WSE President Ludwik Sobolewski says many of these statements are unjustified and local analysts are "unnecessarily fueling a mood of uncertainty." Investors here are paying too much attention to what is happening overseas, Sobolewski said.

The Polish Chamber of Commerce (KIG) has also voiced its surprise with forecasts of a major crisis on the Polish financial market. "Such irresponsible statements, which are often not supported by any economic rationale, threaten the stability of an emerging market like Poland," said KIG head Andrzej Arendarski. "The turmoil on the Warsaw Stock Exchange is not related in any way to what is happening in the Polish economy; it mainly results from the atmosphere of unjustified panic and a sense of uncertainty among investors. The Polish economy's ties with the U.S. economy are too loose for the expected recession to be transferred to Poland."

Leszek Balcerowicz, former finance minister and ex-governor of the National Bank of Poland, the central bank, voiced a similar opinion. "Talking about a crisis and seeking analogies to past crises is going way too far," he told the Dziennik daily. He added that the current situation on global markets was a result of an overheating of the U.S. economy. Balcerowicz said the decline on stock exchanges worldwide represented the contraction phase of a business cycle. In recent years, interest rates in the United States were lowered too much, he says, which resulted in a fast growth of money supply and encouraged investors to look for new investments. But some of these investments turned out to be too risky, bringing about the current problems.

Although the U.S. economy is growing more slowly now, it will keep growing, Balcerowicz said.

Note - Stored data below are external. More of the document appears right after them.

PR #2331, opened 2017-06-26
Reduces brain damage caused by adminhelp.

Jc1469:
Reduces brain damage caused by using ahelp.  

This is a balance change and nothing more.  Ahelp should not be causing brain damage.

### DIFF
--- a/code/modules/admin/tickets/admin_ticket_verbs.dm
+++ b/code/modules/admin/tickets/admin_ticket_verbs.dm
@@ -2,13 +2,24 @@
 /client/verb/admin_ticket(ticket_title as text)
 	set category = "Admin"
 	set name = "Adminhelp"
+	
+	var/obscurevariablebeingusedforthis = alert("Which do you wish to use?", "Admin-help Redirect", "Adminhelp", "Wiki", "Bug Report")
+	if(!obscurevariablebeingusedforthis)
+		usr << "<span class='ticket-status'>Please select one of the options to receive help.</span>"
+		return
 
+	if(obscurevariablebeingusedforthis == "Wiki")
+		usr << "<span class='ticket-status'>Here is a link to the TGStation wiki: https://tgstation13.org/wiki/Main_Page</span>"
+		return
+	if(obscurevariablebeingusedforthis == "Bug Report")
+		usr << "<span class='ticket-status'>Here is a link to our github issues page where you can report bugs.  Please check if a report exists about what you are reporting first. https://github.com/yogstation13/yogstation/issues</span>"
+		return
 	if(prefs.muted & MUTE_ADMINHELP)
 		src << "<font color='red'>Error: Admin-PM: You are unable to use admin PM-s (muted).</font>"
 		return
 
 	if(!ticket_title)
-		usr << "<span class='ticket-status'>You did not supply a message for your ticket. Ignoring your request.</span>"
+		usr << "<span class='ticket-status'>You did not supply a message for your ticket. A ticket has not been made.</span>"
 		return
 
 	ticket_title = replacetext(ticket_title, "'", "\'")


MayhemSailor:
All of this.

code/modules/admin/tickets/admin_ticket_verbs.dm
```diff
@@ -2,13 +2,24 @@
 /client/verb/admin_ticket(ticket_title as text)
 	set category = "Admin"
 	set name = "Adminhelp"
+	
+	var/obscurevariablebeingusedforthis = alert("Which do you wish to use?", "Admin-help Redirect", "Adminhelp", "Wiki", "Bug Report")
```
AshCorr, line 6: I hate you.

MayhemSailor: It helps with player induced brain damage...

code/modules/admin/tickets/admin_ticket_verbs.dm
```diff
@@ -2,13 +2,24 @@
...
+	if(!obscurevariablebeingusedforthis)
+		usr << "<span class='ticket-status'>Please select one of the options to receive help.</span>"
+		return
 
+	if(obscurevariablebeingusedforthis == "Wiki")
+		usr << "<span class='ticket-status'>Here is a link to the TGStation wiki: https://tgstation13.org/wiki/Main_Page</span>"
```
AshCorr, line 12: I think you made a typo here, wiki.yogstation.com is spelt W-I-K-I-.-Y-O-G-S-T-A-T-I-O-N-.-N-E-T

AshCorr (changes requested):

Time-Green:
Did you even test this? What the code is gonna do:
1. Type a message
2. Ask the wiki, bug report something
This is gonna make worse then it already is.
Also, if I were already talking with an admin, what would prevent me from getting THAT prompt everytime?

Kmc2000:
You da man

code/modules/admin/tickets/admin_ticket_verbs.dm
Jc1469: We agreed to not use the yogstation wiki, and to use the TG one instead.  In a few places ours looks like spaghetti was thrown at the screen.

Jc1469:
> Also, if I were already talking with an admin, what would prevent me from getting THAT prompt everytime?

Maybe the fact that every time you ahelp it might not be for the same thing.  ?

Time-Green:
If I am talking to an admin I really dont want to type out my whole message, and then have a stupid pop-up questioning what for.

At least make this not happen in an active ticket and make it give the pop-up before prompting to enter a text. Right now, it makes you type a message, and then it asks you what for.

You really didn't test this, did you?

Jc1469:
It doesn't happen if you use the ticket button. It happens if you use the adminhelp verb which isn't actually an adminhelp verb. 

I did test it, thank you very much. nitpick nitpick

Time-Green:
eh that's fine

code/modules/admin/tickets/admin_ticket_verbs.dm
Super3222: TGstations wiki covers content that Yogstation doesn't have, but at the same time I can see why John wants to link tgs instead of yogs. Our wiki mods need a direction because there's been a big stagnation in wiki development.

The wikia needs
- to promote me to a system administrator with the same powers as Oisin
- to promote all of the wiki mods on the discord channel to a special rank, and make two new channels. one public wiki channel, and another private.
- coders need to have a rank on the wiki, so after getting their PR merged they can jump on it to edit in their changes.
- say we can add an [Update Wiki] tag for wiki editors to monitor.
- the wiki application is outdated and needs to be revamped. for example, it still requires you to state your irl name... which is ridicolous
- a completely different theme, so we can kick off wiki development with a fresh looking wiki instead of what we have now
- possibly MOTIVATION. i don't know what started the drive to sign up to be a wiki mod in the first place, but the most successful wikias out there did it by putting a bargain for antag tokens w/ limits. which is exactly what we need to do for our own. possibly.

Super3222: somebody pitch that to groudon

code/modules/admin/tickets/admin_ticket_verbs.dm
```diff
@@ -2,13 +2,24 @@
 /client/verb/admin_ticket(ticket_title as text)
```
Time-Green, line 2: This gives the person a text pop-up

code/modules/admin/tickets/admin_ticket_verbs.dm
Time-Green: And then it asks for what it is.

reverse this

Jc1469:
il make a new verb entirely so that this doesn't even have to touch the ticket system later
busy for now though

Even if the downturn is substantial and affects other countries, including Central Europe, Poland is unlikely to be influenced significantly due to its limited ties to the U.S. economy.

Central bank chief Sławomir Skrzypek spoke in a similar tone. "The present situation raises a lot of anxiety among investors," he said. "However, the fundamentals of the Polish economy are very strong, and I hope the emotions raised by the latest developments will subside gradually."

Prime Minister Donald Tusk also tried to calm investors. "The situation on the WSE above all reflects the developments in the United States, as well as other stock exchanges worldwide," he said. "The condition of the Polish economy gives no grounds for any nervous moves, so in the long run I'm not worried about stability on the Warsaw trading floor." Tusk said his government would make a series of decisions "friendly to investors."

The Polish economy is growing faster than most other economies in Europe. Despite a slight deceleration in the growth of the basic macroeconomic indicators, there is every reason to expect that the economy will grow almost 6 percent this year, while investment is expected to increase by 17 percent.

"Poland has good prospects for further economic growth, and its growth in 2008 will continue at a healthy 5 percent," Paul Thomsen, head of the International Monetary Fund mission in Poland, told reporters. However, the IMF warned that inflationary pressure might remain high in the near future, largely because real wages are growing faster than productivity. The IMF predicts that inflation will exceed 2.5 percent at the end of this year, overshooting the upper limit of the 3.5-percent inflation target for most of the year.

In order to sustain the economic upswing in the mid term, Thomsen said, the government should launch reforms. It should curb the mounting wage and inflationary pressures and accelerate structural reforms. The IMF applauded the government's plan to lower taxes, but the priority should be given to cutting the budget deficit, Thomsen said. The Polish government needs to cut expenditure and streamline its social security programs, the IMF said.